Jungs. Als Farang hält man lieber die Klappe beim Thema Königshaus um nicht unbedacht jemanden vor den Kopf zu stossen.

----------

Wenn ich in Thailand bin, kommt mir das Wort "King" nicht über die Lippen!

Aber du hast schon Recht, lassen das auch hier besser!

Grüße

Volker

----------

Bei Tip-Online gefunden:

Wahl möglicherweise erst 2008: Sonthi
Die Parlamentswahl, die ursprünglich für Dezember, dann sogar für November angekündigt war, könnte eventuell doch erst Anfang kommenden Jahres stattfinden, sagte der Vorsitzende des Rats für Nationale Sicherheit, General Sonthi Boonyaratkalin. bp

----------

Der Termin wird bestimmt nochmal verschoben! Oder wettet jemand nen Katon Singha dagegen?

Grüße

Volker

----------

Was mich etwas bedrückt ist, dass man wie unter mr T. schon wieder ein beklemmendes gefühl hat die eigene meinung zu politischen sachen zu schreiben.........

----------

Also, wenn ich mich so in "meiner Familie umhöre, interessiert die das alles gar nicht, haben deshalb auch keine Ahnung ob und wann es Wahlen geben wird. Laufen daher auch nicht Gefahr, irgendetwas Falsches zu äussern.

Grüße

Volker

----------

Nach der Europäischen Union hat nun Japan Interesse bekundet die kommenden Wahlen in Thailand zu beobachten und ist deshalb in Thailand vorstellig geworden.
http://www.bangkokpost.com/breaking_new ... ?id=122529

----------

Japan schein aber nicht so einen Druck auszuüben wie die EU! Weiß aber auch nicht weshalb die EU dort so massiv agiert. Und hier, erfährt man als EU-Bürger, gar nichts darüber, obwohl die unser Geld verbraten!

Grüße

Volker

----------

> ...Weiß aber auch nicht weshalb die EU dort so massiv agiert. ...


Tut sie das denn?
Ich habe viel mehr den Eindruck, dass Thailand da so massiv reagiert.
Von den Langnasen lässt man sich halt nicht so gerne etwas sagen.

----------

Reaktion folgt auf Agitation und in dem Fall kann ich die Reaktion, zumindest teilweise, verstehen.

Grüße

Volker

----------

Volker, ich habe da bisher noch nichts gelesen, was mich auf "Unhöflichkeit" der EU hinweisen lässt. Vielleicht hast Du mal einen Link, der es mir ermöglicht, das nachzuholen.

----------

Meine die Phase vor ca. 2 Wochen? Als die EU, auch durch ihren Botschafter einen Herrn Hamburger (ist das ein Deutscher?) massiv auf der Unterzeichnung des „Memorandum of Understanding“ gepocht hat und die Wahlen nicht nur beobachten sondern kontrollieren wollte.
Dass sich Thailand, als souveräner Staat, das nicht gefallen lässt, kann ich verstehen. Was hat die EU mit den Wahlen zu tun? Wenn es die UN wäre, OK!

Grüße
Volker

----------

> ...sondern kontrollieren wollte...


Das hatte ich so bisher nicht lesen könne, deshalb auch meine Frage nach einem Link.
Irgendwie sollte es da aber auch kein Problem mit geben. Wenn alles (überwiegend) ordnungsgemäß verlaufen sollte, brauchte man auch keine Bedenken bei einer "Kontrolle" haben. Im Gegenteil. Eine positive Bestätigung des Wahlablaufes wäre nur förderlich für Thailand.

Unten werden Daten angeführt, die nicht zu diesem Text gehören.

Issue #293, opened 2024-08-23
bug: extra "0x" in outputted text


brunopgalvao:
Typo when using `pop up contract -u`:

“Contract uploaded: The code hash is "0x0x6180559e28b316b4f426f7fffe473539715c213ed9b3b188f4fa5cdb1056e52e””

There is an extra `0x`

PR #298, opened 2024-08-29
fix: remove extra 0x in outputted text when pop up

AlexD10S:
Closes https://github.com/r0gue-io/pop-cli/issues/293

### DIFF
--- a/crates/pop-contracts/src/up.rs
+++ b/crates/pop-contracts/src/up.rs
@@ -192,7 +192,7 @@ pub async fn upload_smart_contract(
 		let code_hash: String =
 			upload_exec.code().code_hash().iter().map(|b| format!("{:02x}", b)).collect();
 		Err(Error::UploadContractError(format!(
-			"This contract has already been uploaded with code hash: {code_hash}"
+			"This contract has already been uploaded with code hash: 0x{code_hash}"
 		)))
 	}
 }
--- a/crates/pop-contracts/src/up.rs
+++ b/crates/pop-contracts/src/up.rs
@@ -362,7 +362,7 @@ mod tests {
 
 		// Only upload a Smart Contract
 		let upload_result = upload_smart_contract(&upload_exec).await?;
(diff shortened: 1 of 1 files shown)


brunopgalvao (approved):

crates/pop-contracts/src/up.rs
```diff
@@ -187,12 +187,12 @@ pub async fn upload_smart_contract(
...
 		.map_err(|error_variant| Error::UploadContractError(format!("{:?}", error_variant)))?;
 	if let Some(code_stored) = upload_result.code_stored {
-		return Ok(format!("0x{:?}", code_stored.code_hash));
+		return Ok(format!("{:?}", code_stored.code_hash));
 	} else {
 		let code_hash: String =
 			upload_exec.code().code_hash().iter().map(|b| format!("{:02x}", b)).collect();
 		Err(Error::UploadContractError(format!(
-			"This contract has already been uploaded with code hash: 0x{code_hash}"
+			"This contract has already been uploaded with code hash: {code_hash}"
```
brunopgalvao, line 195:
```suggestion
			"This contract has already been uploaded with code hash: 0x{code_hash}"
```



Tested this branch. Here is the output on error:
```
┌   Pop CLI : Deploy a smart contract
│
▲  NOTE: contract has not yet been built.
│  
◇  Your contract artifacts are ready. You can find them in: /Users/bruno/src/pop-cli/target/ink/flipper
│
▲  An error occurred uploading your contract: This contract has already been uploaded with code hash: 326159331e77a975d5de42b8d4d1ada972ccd036f7cd27ec79b42bd21f489f9a
│
└  🚫 Deployment failed.
```
Looks like we need the `0x` here.

brunopgalvao (changes requested):

crates/pop-contracts/src/up.rs
AlexD10S: Good catch! Fixed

Da es aber, nicht nur in der jüngsten Vergangenheit, massive Verstöße in Thailand gegeben hatte, kann man eine Reaktion von thailändischer Seite auch in einem anderen Licht sehen.

----------

Monta, nach einem Link zu suchen, das bekomme ich hier nicht hin, muss zwischendurch auch mal was für meinen Arbeitgeber machen.

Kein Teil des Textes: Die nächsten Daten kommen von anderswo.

Issue #237, opened 2024-07-02
fix: set a License default value per Template


AlexD10S:
In the `pop new parachain` command, we fetch the license of the template the user is going to use.
```
   Pop CLI : Generate a parachain
│
◇  Select a template provider: 
│  OpenZeppelin 
│
◇  Select the type of parachain:
│  Generic Runtime Template 
│
⚙  Template License: GPL-3.0
│  
```
In case of the user surpass the GitHub API limit when generating the parachain it throws an error: 
```
Error: HTTP status client error (403 Forbidden) for url (https://api.github.com/repos/org/project/license)
```
The limit is very high so is unlikely to happen, but it looks bad to throw an error because we can't fetch the license. My suggestion is to have a default value for each template. If the API call fails, we use this default value. 
Alternatively, if we want to be very strict about this and don't want to return a default value, we can return an error string, but it shouldn't stop the parachain generation.

The error is thrown here: https://github.com/r0gue-io/pop-cli/blob/main/crates/pop-common/src/git.rs#L219

aaronbassett:
I just hit this rate limit and wasn't doing anything too excessive. I was attempting to view the differences in some of the templates. It was on the 3rd `pop new parachain` call in around 15 mins that I received the error.

The primary rate limit for unauthenticated requests is quite low, [60 requests per hour](https://docs.github.com/en/rest/using-the-rest-api/rate-limits-for-the-rest-api?apiVersion=2022-11-28). I do not think I exceeded that, but I might have exceeded the secondary rate limit as it appears that each time the `pop new parachain` command is run it can generate multiple requests in a short period of time.

> My suggestion is to have a default value for each template. If the API call fails, we use this default value.

I would suggest not using the GitHub API at all. Clone and cache each of the template repositories. You can query these repositories to get the tags, their Cargo.toml files will include their license, and so on. Stale caches could be updated by pulling changes whenever a user runs `pop new parachain` and by providing a `pop update cache` command alongside the `pop clean cache`

aaronbassett:
As an extra note, the rate-limiting isn't a rolling period or similar. I was limited over an hour ago, and I'm still getting the same error. It could be that the lockout period is greater than an hour, or the lockout timer resets if you attempt another request during the lockout period, or `pop new parachain` can sometimes cause an immediate lockout in a single run.

[...]

PR #299, opened 2024-08-29
fix: limit API calls when generating parachain

AlexD10S:
In the `pop new parachain` command, we perform several sequential operations to gather repository information based on the user's selection:
1. Fetch the template license.
2. Retrieve latest releases to display the user the last 3.
3. Fetch commit hashes: For each of these three releases, we retrieve the commit hash associated with the specified tag in the GitHub repository.
```
◇  Select a template provider: 
│  Pop 
│
◇  Select the type of parachain:
│  Standard 
│
⚙  Template License: Unlicense
│  
◆  Select a specific release:
│  ● Polkadot v1.14 (polkadot-v.1.14.0 / 4a6e8ef)
│  ○ Polkadot v1.13 
│  ○ Polkadot v1.12 
└  
```
This process results in a total of five API calls before we even generate the parachain. If the user performs this operation twice in a short period, it results in 10 API calls, which could quickly hit rate limits on the API:
```
Error: HTTP status client error (403 Forbidden) for url (https://api.github.com/repos/org/project/license)
```
The limit per hour seems high enough [60 requests per hour](https://docs.github.com/en/rest/using-the-rest-api/rate-limits-for-the-rest-api?apiVersion=2022-11-28), but it seems it also restricts the call per minute.
I reached the limit while working on an integration which means I got stuck and can generate more parachains for a certain period of time. Same happened to another user: https://github.com/r0gue-io/pop-cli/issues/237#issuecomment-2291114617

**Solution**
By default, the command won't fetch the `license` (since it's unlikely to change and can be hardcoded) or the `commit hashes`, cutting the API queries down to just one. If users still want to verify this info, they can use the `--verify` flag. This approach keeps the _"Don't Trust, Verify"_ principle intact while reducing API calls for most users, making parachain generation smoother and avoiding rate limit issues.
I couldn’t find a way to fetch all the information in a single call, which would be ideal, so I think this is the best approach for now. However, I’m open to other ideas if you have any suggestions.

Closes: https://github.com/r0gue-io/pop-cli/issues/237

### DIFF
--- a/crates/pop-cli/src/commands/new/parachain.rs
+++ b/crates/pop-cli/src/commands/new/parachain.rs
@@ -197,8 +197,8 @@ async fn generate_parachain_from_template(
 	if verify && tag.is_some() {
 		let url = url::Url::parse(&template.repository_url()?).expect("valid repository url");
 		let repo = GitHub::parse(url.as_str())?;
-		let commit = repo.get_commit_sha_from_release(&tag.clone().unwrap()).await?;
-		verify_note = format!(" ✅ Fetched the latest release of the template along with its license based on the commit SHA for the release ({}).", commit);
+		let commit = repo.get_commit_sha_from_release(&tag.clone().unwrap()).await;
+		verify_note = format!(" ✅ Fetched the latest release of the template along with its license based on the commit SHA for the release ({}).", commit.unwrap_or_default());
 	}
 	success(format!(
 		"Generation complete{}",
--- a/crates/pop-cli/src/commands/new/parachain.rs
+++ b/crates/pop-cli/src/commands/new/parachain.rs
@@ -61,6 +61,12 @@ pub struct NewParachainCommand {
 		default_value = DEFAULT_INITIAL_ENDOWMENT
 	)]
 	pub(crate) initial_endowment: Option<String>,
+	#[arg(
+		short = 'v',
+		long,
+		help = "Fetches the latest license, release, and commit SHA data from GitHub."
+	)]
+	pub(crate) verify: bool,
 }
 
 impl NewParachainCommand {
@@ -68,7 +74,7 @@ impl NewParachainCommand {
 	pub(crate) async fn execute(self) -> Result<Parachain> {
 		// If user doesn't select the name guide them to generate a parachain.
 		let parachain_config = if self.name.is_none() {
-			guide_user_to_generate_parachain().await?
+			guide_user_to_generate_parachain(self.verify).await?
 		} else {
 			self.clone()
 		};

Dass es Verstöße gegeben hat, ist mir bekannt aber ich hoffe, dass eine intensive Beobachtung, bei der EU war von 500 Personen die Rede, ausreichen wird. Zumal die Thais wissen, dass diese Wahl, unter besonderer Beobachtung der Weltöffentlichkeit stehen wird! 

Grüße

Volker

----------

Zitat:
"_PPP takes lead to be favourite party

The People Power party (PPP) has become the favourite party in the second week of an internet survey conducted through the websites of the Bangkok Post, Post Today and TITV.

The party's leader, Samak Sundaravej, also led the poll in the number of votes to become the next prime minister.

The PPP obtained 51% of the total votes in the second week of the Post Poll, compared with the 31% it got last week, while the Democrats, which led in the first week with a total vote of 57%, dropped to second as they obtained only 41% in the second week.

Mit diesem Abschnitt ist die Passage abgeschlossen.